#### [Work to complete]
Reproduce exactly the lines that run from the start of the records below to the line with "-58,6 +58,7 @@", inclusive.

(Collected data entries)
#####

PR #548, opened 2018-09-21
wtxmgr/tx_test: extend TestRemoveUnminedTx to check balances

wpaulino:
In this commit, we extend TestRemoveUnminedTx to also account for
checking the store's total balance (confirmed and unconfirmed). It
currently ensures that the UTXO state is correct, but as a sanity check,
we'll also ensure that balances are properly updated.

### DIFF
--- a/wtxmgr/tx_test.go
+++ b/wtxmgr/tx_test.go
@@ -1324,59 +1324,142 @@ func TestRemoveUnminedTx(t *testing.T) {
 	}
 	defer teardown()
 
-	dbtx, err := db.BeginReadWriteTx()
+	// In order to reproduce real-world scenarios, we'll use a new database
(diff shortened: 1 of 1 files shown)


wtxmgr/tx_test.go
```diff
@@ -1324,59 +1324,142 @@ func TestRemoveUnminedTx(t *testing.T) {
...
+			t.Fatal(err)
+		}
+		err := store.AddCredit(ns, spendTxRec, nil, 1, true)
+		if err != nil {
+			t.Fatal(err)
+		}
+	})
+
+	// With the unconfirmed spend inserted into the store, we'll query it
+	// for its unconfirmed tranasctions to ensure it was properly added.
```
halseth: nit: tranasctions

PR #734, opened 2021-02-19
wallet: allow using external wallet db

bhandras:
This PR extends the `btcwallet` with new `Create` and `Open` functions that allow users passing an external database. This is useful when using other `walletdb.DB` implementations than `bbolt`.

### DIFF
--- a/wallet/loader.go
+++ b/wallet/loader.go
@@ -58,6 +58,7 @@ type Loader struct {
 	wallet         *Wallet
 	localDB        bool
 	walletExists   func() (bool, error)
+	walletCreated  func(db walletdb.ReadWriteTx) error
 	db             walletdb.DB
 	mu             sync.Mutex
 }
@@ -129,6 +130,15 @@ func (l *Loader) RunAfterLoad(fn func(*Wallet)) {
 	}
 }
 
+// OnWalletCreated adds a function that will be executed the wallet structure
+// is initialized in the wallet database. This is useful if users want to add
+// extra fields in the same transaction (eg. to flag wallet existence).
+func (l *Loader) OnWalletCreated(fn func(walletdb.ReadWriteTx) error) {
+	l.mu.Lock()
+	defer l.mu.Unlock()
+	l.walletCreated = fn
+}
+
 // CreateNewWallet creates a new wallet using the provided public and private
 // passphrases.  The seed is optional.  If non-nil, addresses are derived from
 // this seed.  If nil, a secure random seed is generated.
@@ -187,16 +197,17 @@ func (l *Loader) createNewWallet(pubPassphrase, privPassphrase,
 
 	// Initialize the newly created database for the wallet before opening.
 	if isWatchingOnly {
-		err := CreateWatchingOnly(
+		err := CreateWatchingOnlyWithCallback(
 			l.db, pubPassphrase, l.chainParams, bday,
+			l.walletCreated,
 		)
 		if err != nil {
 			return nil, err
 		}
 	} else {
-		err := Create(
+		err := CreateWithCallback(
 			l.db, pubPassphrase, privPassphrase, seed,
-			l.chainParams, bday,
+			l.chainParams, bday, l.walletCreated,
 		)
 		if err != nil {
 			return nil, err
--- a/wallet/loader.go
+++ b/wallet/loader.go
@@ -6,6 +6,7 @@ package wallet
 
 import (
 	"errors"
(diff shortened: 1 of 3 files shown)


wallet/loader.go
```diff
@@ -108,8 +108,37 @@ func (l *Loader) RunAfterLoad(fn func(*Wallet)) {
 func (l *Loader) CreateNewWallet(pubPassphrase, privPassphrase, seed []byte,
 	bday time.Time) (*Wallet, error) {
 
+	defer l.mu.Unlock()
+	l.mu.Lock()
```
Roasbeef, line 112: Hmm usually in practice we _flip_ this order: so we always lock first, as otherwise an early rewind can cause a panic due to unlock of a mutex that isn't locked.

wallet/loader.go
```diff
@@ -108,8 +108,37 @@ func (l *Loader) RunAfterLoad(fn func(*Wallet)) {
...
+		return nil, err
+	}
+
+	return l.createNewWallet(
+		db, pubPassphrase, privPassphrase, seed, bday, false,
+	)
+}
+
+// CreateNewWalletInDB creates a new wallet similarly to CreateNewWallet but
+// in an externally provided db.
```
Roasbeef, line 129: in -> with?

wallet/loader.go
Roasbeef: Applies to all other instances here as well, likely harmless in practice, but jumped out at me at first glance as the ordering just stuck out a bit.

wallet/loader.go
```diff
@@ -134,6 +177,12 @@ func (l *Loader) createNewWallet(pubPassphrase, privPassphrase,
 		return nil, ErrLoaded
 	}
 
+	return l.createNewWallet(
+		db, pubPassphrase, nil, nil, bday, true,
+	)
+}
+
+func (l *Loader) createLocalDB() (walletdb.DB, error) {
```
Roasbeef, line 185: Missing a `godoc` comment.

Roasbeef: Applies to the newly created `createNewWallet` method as well.

wallet/loader.go
```diff
@@ -108,8 +108,37 @@ func (l *Loader) RunAfterLoad(fn func(*Wallet)) {
...
 	bday time.Time) (*Wallet, error) {
 
+	defer l.mu.Unlock()
+	l.mu.Lock()
+
+	if l.wallet != nil {
+		return nil, ErrLoaded
+	}
+
+	db, err := l.createLocalDB()
```
Roasbeef, line 118: Alternatively, what if we jsut added the database as new argument to `NewLoader` where we take all the other non-wallet specific data? This would reduce the size of the diff, as we'd just need to check if that field is nil or not. If we don't want to explicitly break the API here, than we can use a functional argument, which also opens up the way for us extending the methods further in the future.

Roasbeef (changes requested):
Main comment is re doing this at the `NewLoader` level, which would save us from needing to add variants of existing methods for w/ DB and w/o db.

guggero (approved):
Nice, LGTM :tada:

bhandras:
> Nice, LGTM tada

Thanks for the LGTM @guggero!
I'm working on an upgrade to this PR, to be able to hook into the txn that creates the wallet with an external template fn to allow users to "decorate" the wallet with additional data (useful when using an external wallet). Will re-request review soon.

guggero (approved):
re-ACK!

Travis is failing because of a pre-existing flake. Can you remove the `t.Parallel()` on L1816 in `waddrmgr/manager_test.go`? The manager is messing with a global variable which causes the tests to fail randomly if they're run in parallel.
Removing the parallelism even seems to speed up the test on my machine.

bhandras:
> waddrmgr/manager_test.go

Thanks for the re-review! Flake fix added as a separate commit, thanks for the investigation, I didn't even notice it as I only checked the tests locally.

wallet/loader.go
```diff
@@ -134,48 +161,56 @@ func (l *Loader) createNewWallet(pubPassphrase, privPassphrase,
 		return nil, ErrLoaded
 	}
 
-	dbPath := filepath.Join(l.dbDirPath, WalletDBName)
-	exists, err := fileExists(dbPath)
+	exists, err := l.WalletExists()
```
Roasbeef, line 174: 👍

Roasbeef (approved):
LGTM 🥇

PR #736, opened 2021-03-12
wallet: list leases and parameterize duration

joostjager:
Allows settings arbitrary lock durations. Also adds a `ListLeases` method to get an overview of all current leases. This call is particularly useful to not lose track of leases when longer durations are used.

### DIFF
--- a/wtxmgr/tx.go
+++ b/wtxmgr/tx.go
@@ -125,6 +125,14 @@ type TxRecord struct {
 	SerializedTx []byte // Optional: may be nil
 }
 
+// LockedOutput is a type that contains an outpoint of an UTXO and its lock
+// lease information.
+type LockedOutput struct {
+	Outpoint   wire.OutPoint
+	LockID     LockID
+	Expiration time.Time
+}
+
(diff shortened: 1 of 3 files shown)


guggero (approved):
Very nice addition, LGTM :100:

guggero:
cc @wpaulino

wtxmgr/tx.go
```diff
@@ -1162,7 +1159,7 @@ func isKnownOutput(ns walletdb.ReadWriteBucket, op wire.OutPoint) bool {
 // already been locked to a different ID, then ErrOutputAlreadyLocked is
 // returned.
 func (s *Store) LockOutput(ns walletdb.ReadWriteBucket, id LockID,
-	op wire.OutPoint) (time.Time, error) {
+	op wire.OutPoint, duration time.Duration) (time.Time, error) {
```
Roasbeef, line 1162: This'll require a version bump for the `wtxmgr` module, but we can handle that once this PR itself lands.

Roasbeef (approved):
LGTM 🦕

PR #737, opened 2021-03-23
chain: request pruned blocks from backend peers

wpaulino:
To minimally support wallets connected to pruned nodes, we add a new subsystem that can be integrated with chain clients to request blocks that the server has already pruned. This is done by connecting to the server's full node peers and querying them directly. Ideally, this is a capability supported by the server, though this is not yet possible with bitcoind.


wpaulino:
cc @Roasbeef

chain/network_block.go
```diff
@@ -0,0 +1,536 @@
...
+					continue
+				case <-s.quit:
+					return
+				}
+			}
+
+			log.Debugf("Found %v candidate bitcoind peers", len(peers))
+		}
+
+		// With our set of candidate peers refreshed, we'll start with
```
Roasbeef, line 275: So I take it attempting to re-use the existing query interface added to neutrino didn't end up being workable? It already supports being able to multi-plex several requests across a fixed number of peers. cc @halseth

Roasbeef: For reference: https://github.com/lightninglabs/neutrino/tree/master/query

chain/network_block.go
```diff
@@ -0,0 +1,536 @@
...
+
+	var eligible []btcjson.GetPeerInfoResult
+	for _, peer := range peers {
+		rawServices, err := hex.DecodeString(peer.Services)
+		if err != nil {
+			return nil, err
+		}
+
+		services := wire.ServiceFlag(binary.BigEndian.Uint64(rawServices))
+		if services&wire.SFNodeNetwork != wire.SFNodeNetwork {
```
Roasbeef, line 397: We also want to make sure the peers can send us witness data.

chain/network_block.go
Roasbeef: It even has a peer rank abstraction that can be used to base prioritization on latency, then punish/rewards those tht actually respond quickly.

Roasbeef (changes requested):
Completed an initial pass. Stopped short when I realized how much code we can dave here by re-using the existing query manager we wrote for neutrino. What's stopping us from re-using that package? it would save a lot of code, and we'd be able to focus our testing to a single package and ideally improve that single site which'll benefit both btcwallet and neutrino independently.

halseth:
If the it's to be used also outside of Neutrino it _could be_ it needs to be abstracted in a way, but the `query` package was created with re-usability in mind, so I think it would be cool to do it :)

chain/network_block.go
```diff
@@ -0,0 +1,536 @@
...
+// handle an incoming block request.
+type blockReq struct {
+	blocks    []*chainhash.Hash
+	blockChan chan *wire.MsgBlock
+}
+
+// queryPeer represents a Bitcoin network peer that we'll query for blocks.
+type queryPeer struct {
+	*peer.Peer
+	quit chan struct{}
```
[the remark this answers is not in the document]
wpaulino: For callers waiting on the peer, in this case the caller is the WorkManager.

wpaulino:
@Roasbeef @halseth this is ready for a proper look now -- I've re-written it to use Neutrino's query API. I've tested this on both mainnet and testnet without issues. I have a WIP branch for lnd to do this, but it depends on a global daemon-level block cache (being worked on by an external contributor) to work properly, otherwise bitcoind peers stall during initial graph sync as we're sending them multiple requests for the same block.

Roasbeef:
>  I have a WIP branch for lnd to do this, but it depends on a global daemon-level block cache (being worked on by an external contributor) to work properly, otherwise bitcoind peers stall during initial graph sync as we're sending them multiple requests for the same block.

Ahh interesting find! I wonder if the same thing happens on the neutrino side since I've observed at times that requests to fetch blocks aren't properly de-duplicated. Isn't it the case though that w/ the current query API stuff, we'll eventually rotate that out to another peer due to a timeout? Or is it that we only use a single peer right now so there's no actual peer to rotate out to?

chain/pruned_block_dispatcher.go
```diff
@@ -0,0 +1,528 @@
...
+
+	_ = d.workManager.Stop()
+}
+
+// pollPeers continuously polls the backend node for new peers to establish
+// connections to.
+func (d *PrunedBlockDispatcher) pollPeers() {
+	defer d.wg.Done()
+
+	if err := d.connectToPeers(); err != nil {
```
Roasbeef, line 203: Do we need to do this if there aren't actually any blocks that need fetching yet? Otherwise we'll create some TCP connections (and keep them alive?) that we'll never actually need to use (say it's a full full node).

chain/pruned_block_dispatcher_test.go
```diff
@@ -0,0 +1,563 @@
...
+type addr struct {
+	net, address string
+}
+
+func (m addr) Network() string { return m.net }
+func (m addr) String() string  { return m.address }
+
+// pipe turns two mock connections into a full-duplex connection similar to
+// net.Pipe to allow pipe's with (fake) addresses.
+func pipe(c1, c2 *conn) (*conn, *conn) {
```
Roasbeef, line 63: Very cool usage of `io.Pipe` here!

chain/pruned_block_dispatcher_test.go
```diff
@@ -0,0 +1,563 @@
...
+		hashes[i] = &blockHash
+		blocks[blockHash] = block
+
+		prevHash = &blockHash
+	}
+
+	return hashes, blocks
+}
+
+// networkBlockTestHarness is a harness used to facilitate the testing of the
```
Roasbeef, line 96: Excellent work on this test harness! It really makes the resulting tests much easier to fllow, and also extend in the future as well.

chain/bitcoind_conn.go
```diff
@@ -142,16 +186,36 @@ func NewBitcoindConn(cfg *BitcoindConfig) (*BitcoindConn, error) {
...
-		client:        client,
-		zmqBlockConn:  zmqBlockConn,
-		zmqTxConn:     zmqTxConn,
-		rescanClients: make(map[uint64]*BitcoindClient),
-		quit:          make(chan struct{}),
+	// Only initialize the PrunedBlockDispatcher when the connected bitcoind
+	// node is pruned.
+	var prunedBlockDispatcher *PrunedBlockDispatcher
+	if chainInfo.Pruned {
+		prunedBlockDispatcher, err = NewPrunedBlockDispatcher(
```
Roasbeef, line 193: Ah ok, safe to ignore my other comment re having extra unused TCP connections sitting around.

Roasbeef (commented):
Super happy we were able to re-use the query manager from neutrino in the end. I've completed an initial pass and plan to spin up a new testnet bitcoind node to give things a spin first hand.

wpaulino:
>> I have a WIP branch for lnd to do this, but it depends on a global daemon-level block cache (being worked on by an external contributor) to work properly, otherwise bitcoind peers stall during initial graph sync as we're sending them multiple requests for the same block.

>Ahh interesting find! I wonder if the same thing happens on the neutrino side since I've observed at times that requests to fetch blocks aren't properly de-duplicated. Isn't it the case though that w/ the current query API stuff, we'll eventually rotate that out to another peer due to a timeout? Or is it that we only use a single peer right now so there's no actual peer to rotate out to?

I looked into this further and there was actually a bug in my changes when handling concurrent requests for the same block. I've addressed it in the latest diff and the block cache is no longer necessary to have this functionality work properly. You should be able to test with https://github.com/lightningnetwork/lnd/pull/5154.

chain/pruned_block_dispatcher.go
```diff
@@ -0,0 +1,554 @@
...
+	// upon connection establishment.
+	defaultPeerReadyTimeout = 15 * time.Second
+
+	// requiredServices are the requires services we require any candidate
+	// peers to signal such that we can retrieve pruned blocks from them.
+	requiredServices = wire.SFNodeNetwork | wire.SFNodeWitness
+
+	// prunedNodeService is the service bit signaled by pruned nodes on the
+	// network.
+	prunedNodeService wire.ServiceFlag = 2 << 10
```
Roasbeef, line 39: Ah yeah, we don't have this defined in `btcd` yet given we don't yet implement a pruned operating mode for it.

chain/pruned_block_dispatcher.go
```diff
@@ -0,0 +1,554 @@
...
+
+	// Make sure the channel is buffered enough to handle all blocks.
+	blockChan := make(chan *wire.MsgBlock, len(blocks))
+
+	d.blockMtx.Lock()
+	defer d.blockMtx.Unlock()
+
+	// Each GetData message can only include up to wire.MaxInvPerMsg invs,
+	// and each block consumes a single inv.
+	var reqs []*query.Request
```
Roasbeef, line 445: Style nit: can reside in a single `var` statement.

chain/pruned_block_dispatcher.go
```diff
@@ -0,0 +1,554 @@
...
+	var getData *wire.MsgGetData
+	for i, block := range blocks {
+		if getData == nil {
+			getData = wire.NewMsgGetData()
+		}
+
+		if _, ok := d.blocksQueried[*block]; !ok {
```
Roasbeef, line 452: What about adding a `debug` log here and below so we can track the number of concurrent requests for a single block in practice when this is active? So one here when we need a new query, and another when we just need to append the block channel as there's already an active query for that hash.

Roasbeef:
cc @carlaKC

chain/pruned_block_dispatcher_test.go
halseth: Agreed, great work 👍

chain/pruned_block_dispatcher_test.go
```diff
@@ -0,0 +1,593 @@
...
+	localConns  map[string]net.Conn // Connections to peers.
+	remoteConns map[string]net.Conn // Connections from peers.
+
+	dialedPeer    chan struct{}
+	queriedPeer   chan struct{}
+	blocksQueried map[chainhash.Hash]int
+
+	shouldReply uint32 // 0 == true, 1 == false
+
+	*PrunedBlockDispatcher
```
halseth, line 115: I think it would be clearer if this had its own field perhaps?

chain/pruned_block_dispatcher_test.go
```diff
@@ -0,0 +1,593 @@
...
+// query requests the given blocks from the PrunedBlockDispatcher.
+func (h *networkBlockTestHarness) query(blocks []*chainhash.Hash,
+	opts ...query.QueryOption) (<-chan *wire.MsgBlock, <-chan error) {
+
+	h.t.Helper()
+
+	blockChan, errChan := h.Query(blocks, opts...)
+	select {
+	case err := <-errChan:
+		require.NoError(h.t, err)
```
halseth, line 298: this select seems uneccessary as we don't expect it to happen?

chain/pruned_block_dispatcher_test.go
```diff
@@ -0,0 +1,593 @@
...
+
+	h.t.Helper()
+
+	select {
+	case block := <-blockChan:
+		blockHash := block.BlockHash()
+		_, ok := h.blocksQueried[blockHash]
+		require.True(h.t, ok)
+
+		expBlock, ok := h.blocks[blockHash]
```
halseth, line 389: check ok

chain/pruned_block_dispatcher_test.go
```diff
@@ -0,0 +1,593 @@
...
+	t.Parallel()
+
+	const numBlocks = wire.MaxInvPerMsg + 1
+
+	h := newNetworkBlockTestHarness(t, numBlocks, 1, 1)
+	h.start()
+	defer h.stop()
+
+	// Request all blocks. We extend the timeout of the query as this will
+	// take longer than the default 30s timeout.
```
halseth, line 488: why does it take this long in the test environment?

chain/bitcoind_conn.go
```diff
@@ -38,21 +38,49 @@ const (
 	seqNumLen = 4
 )
 
+// BitcoindConfig contains all of the parameters required to establish a
```
halseth, line 47: 👍

chain/bitcoind_conn.go
```diff
@@ -472,6 +539,45 @@ func (c *BitcoindConn) RemoveClient(id uint64) {
...
+	rpcErr, ok := err.(*btcjson.RPCError)
+	return ok && rpcErr.Code == btcjson.ErrRPCMisc &&
+		rpcErr.Message == errBlockPrunedStr
+}
+
+// GetBlock returns a raw block from the server given its hash. If the server
+// has already pruned the block, it will be retrieved from one of its peers.
+func (c *BitcoindConn) GetBlock(hash *chainhash.Hash) (*wire.MsgBlock, error) {
+	block, err := c.client.GetBlock(hash)
+	if !isBlockPrunedErr(err) || c.prunedBlockDispatcher == nil {
```
halseth, line 554: I think this would be easier to read if we just immediatly return the block if `err == nil`, then go on to handle the error cases.

halseth (approved):
Wow, this turned out to be pretty clean, very easy to follow changes and written in a very testable way! 👍 

A few comments and suggestions, when those are fixed this LGTM ✅

carlaKC (commented):
Just a few questions from me, missing some context. Great tests for this one! 

Tested out with the lnd #5154 and the issue described in #2997 (lnd goes down, channel closed, blocks pruned) and closed channel is detected 🎉

chain/pruned_block_dispatcher.go
```diff
@@ -0,0 +1,554 @@
...
+	}()
+}
+
+// SubscribeRecvMsg adds a OnRead subscription to the peer. All bitcoin messages
+// received from this peer will be sent on the returned channel. A closure is
+// also returned, that should be called to cancel the subscription.
+//
+// NOTE: This method exists to satisfy the query.Peer interface.
+func (p *queryPeer) SubscribeRecvMsg() (<-chan wire.Message, func()) {
+	return p.msgsRecvd, func() {}
```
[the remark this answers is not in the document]
wpaulino: The lifetime of the subscription is bound to the lifetime of the `queryPeer` struct and its corresponding `query.Worker` spawned by the `query.WorkManager`, so the closure returned only gets called after the peer disconnects.

The closure exists as part of the API because of how neutrino handles message subscriptions, as it needs to clean up some state internally. This isn't needed here, which is why an empty closure is returned.

chain/pruned_block_dispatcher.go
```diff
@@ -0,0 +1,554 @@
...
+		// next if any.
+		if (len(getData.InvList) > 0 && i == len(blocks)-1) ||
+			len(getData.InvList) == wire.MaxInvPerMsg {
+
+			reqs = append(reqs, &query.Request{
+				Req:        getData,
+				HandleResp: d.handleResp,
+			})
+			getData = nil
+			continue
```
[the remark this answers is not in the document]
wpaulino: Nope, removed.

chain/pruned_block_dispatcher.go
```diff
@@ -0,0 +1,554 @@
...
+		return query.Progress{
+			Progressed: false,
+			Finished:   false,
+		}
+	}
+	delete(d.blocksQueried, blockHash)
+
+	// Launch a goroutine to notify all clients of the block as we don't
+	// want to potentially block our workManager.
+	go func() {
```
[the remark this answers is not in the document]
wpaulino: Done.

chain/bitcoind_conn.go
wpaulino: Done.

chain/pruned_block_dispatcher_test.go
wpaulino: It's run in parallel along with other tests and 50k channel sends occur (which is slower when running with race enabled). There's also only one query peer to simplify the test scenario. The test when ran by itself without race takes 50s on a MacBook Pro.

chain/pruned_block_dispatcher_test.go
wpaulino: Within `PrunedBlockDispatcher.Query`, we have a call to `newRequest` which can return an error immediately. The select exists to handle that case.

chain/pruned_block_dispatcher_test.go
wpaulino: Done.

chain/pruned_block_dispatcher.go
```diff
@@ -0,0 +1,554 @@
...
+	"github.com/btcsuite/btcd/peer"
+	"github.com/btcsuite/btcd/wire"
+	"github.com/lightninglabs/neutrino/query"
+	"github.com/lightningnetwork/lnd/ticker"
+)
+
+const (
+	// defaultRefreshPeersInterval represents the default polling interval
+	// at which we attempt to refresh the set of known peers.
+	defaultRefreshPeersInterval = 5 * time.Second
```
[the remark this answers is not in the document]
wpaulino: Bumped to 30s. Does that work or did you have something else in mind?

chain/pruned_block_dispatcher.go
wpaulino: Done, let me know if that's what you had in mind.

Roasbeef:
Needs a rebase to clear the `go.mod`!

harding:
I quickly skimmed this diff and didn't see validation of the block's contents.  E.g., I assume you have the header hash of a block on the best chain from your trusted bitcoind and you use that hash to request that block from an untrusted peer.  I'm guessing your code from neutrino knows to validate the block's implicit merkle tree against the explicit merkle root.

What might not be obvious is that there's a number of ways to create a valid block whose merkle tree contains ambiguities that could be exploited to send you invalid block contents (e.g. I'm aware of [CVE-2012-2459](https://bitcointalk.org/index.php?topic=102395.0), [internal nodes as a tx](http://soc1024.ece.illinois.edu/BTCRelayAudit.pdf), and [CVE-2017-12842](https://bitslog.com/2018/06/09/leaf-node-weakness-in-bitcoin-merkle-tree-design/); there may be more).  This isn't an issue for LND when it receives blocks from a trusted bitcoind because modern full nodes are resistant to all of those attacks; it also isn't an issue (IMO) for Neutrino when used as a lightweight client because there are cheaper ways to attack SPV security; but it could represent a reduction in security for full-node-backed LND instances using this PR.

Happily, it has an easy fix: even when a block has been pruned, bitcoind keeps a record of its transaction count.  If you ensure that both bitcoind and your LND/neutrino agree about the number of transactions, you prevent any attacks that reinterpret a tx as a merkle node or vice-versa.  E.g.:

    $ bitcoin-cli getblock $( bitcoin-cli getblockhash 123456 )
    error code: -1
    error message:
    Block not available (pruned data)

    $ bitcoin-cli getblockheader $( bitcoin-cli getblockhash 123456 ) true | jq .nTx
    13

Related:

- https://github.com/bitcoin/bitcoin/pull/13451
- https://github.com/bitcoin/bitcoin/pull/13452

Roasbeef:
@harding that's a _really_ good point harding! Thankfully we can re-use `btcd`'s block sanity checks here easily as they don't require a UTXO set to validate against: https://pkg.go.dev/github.com/btcsuite/btcd/blockchain#CheckBlockSanity. Neutrino uses the same function whenever it needs to fetch blocks itself.

harding:
@Roasbeef checkBlockSanity looks pretty good to me.  It appears to be explicitly designed to be impervious to CVE-2012-2459.  I think it also makes internal node re-interpretation computationally infeasible, although I'd have to diagram that out to be sure.

wpaulino:
Thanks for pointing this out @harding! I've updated the PR to validate them and added a test case.

Roasbeef (approved):
LGTM 🌵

#####

#### [Written answer]
PR #548, opened 2018-09-21
wtxmgr/tx_test: extend TestRemoveUnminedTx to check balances

wpaulino:
In this commit, we extend TestRemoveUnminedTx to also account for
checking the store's total balance (confirmed and unconfirmed). It
currently ensures that the UTXO state is correct, but as a sanity check,
we'll also ensure that balances are properly updated.

### DIFF
--- a/wtxmgr/tx_test.go
+++ b/wtxmgr/tx_test.go
@@ -1324,59 +1324,142 @@ func TestRemoveUnminedTx(t *testing.T) {
 	}
 	defer teardown()
 
-	dbtx, err := db.BeginReadWriteTx()
+	// In order to reproduce real-world scenarios, we'll use a new database
(diff shortened: 1 of 1 files shown)


wtxmgr/tx_test.go
```diff
@@ -1324,59 +1324,142 @@ func TestRemoveUnminedTx(t *testing.T) {
...
+			t.Fatal(err)
+		}
+		err := store.AddCredit(ns, spendTxRec, nil, 1, true)
+		if err != nil {
+			t.Fatal(err)
+		}
+	})
+
+	// With the unconfirmed spend inserted into the store, we'll query it
+	// for its unconfirmed tranasctions to ensure it was properly added.
```
halseth: nit: tranasctions

PR #734, opened 2021-02-19
wallet: allow using external wallet db

bhandras:
This PR extends the `btcwallet` with new `Create` and `Open` functions that allow users passing an external database. This is useful when using other `walletdb.DB` implementations than `bbolt`.

### DIFF
--- a/wallet/loader.go
+++ b/wallet/loader.go
@@ -58,6 +58,7 @@ type Loader struct {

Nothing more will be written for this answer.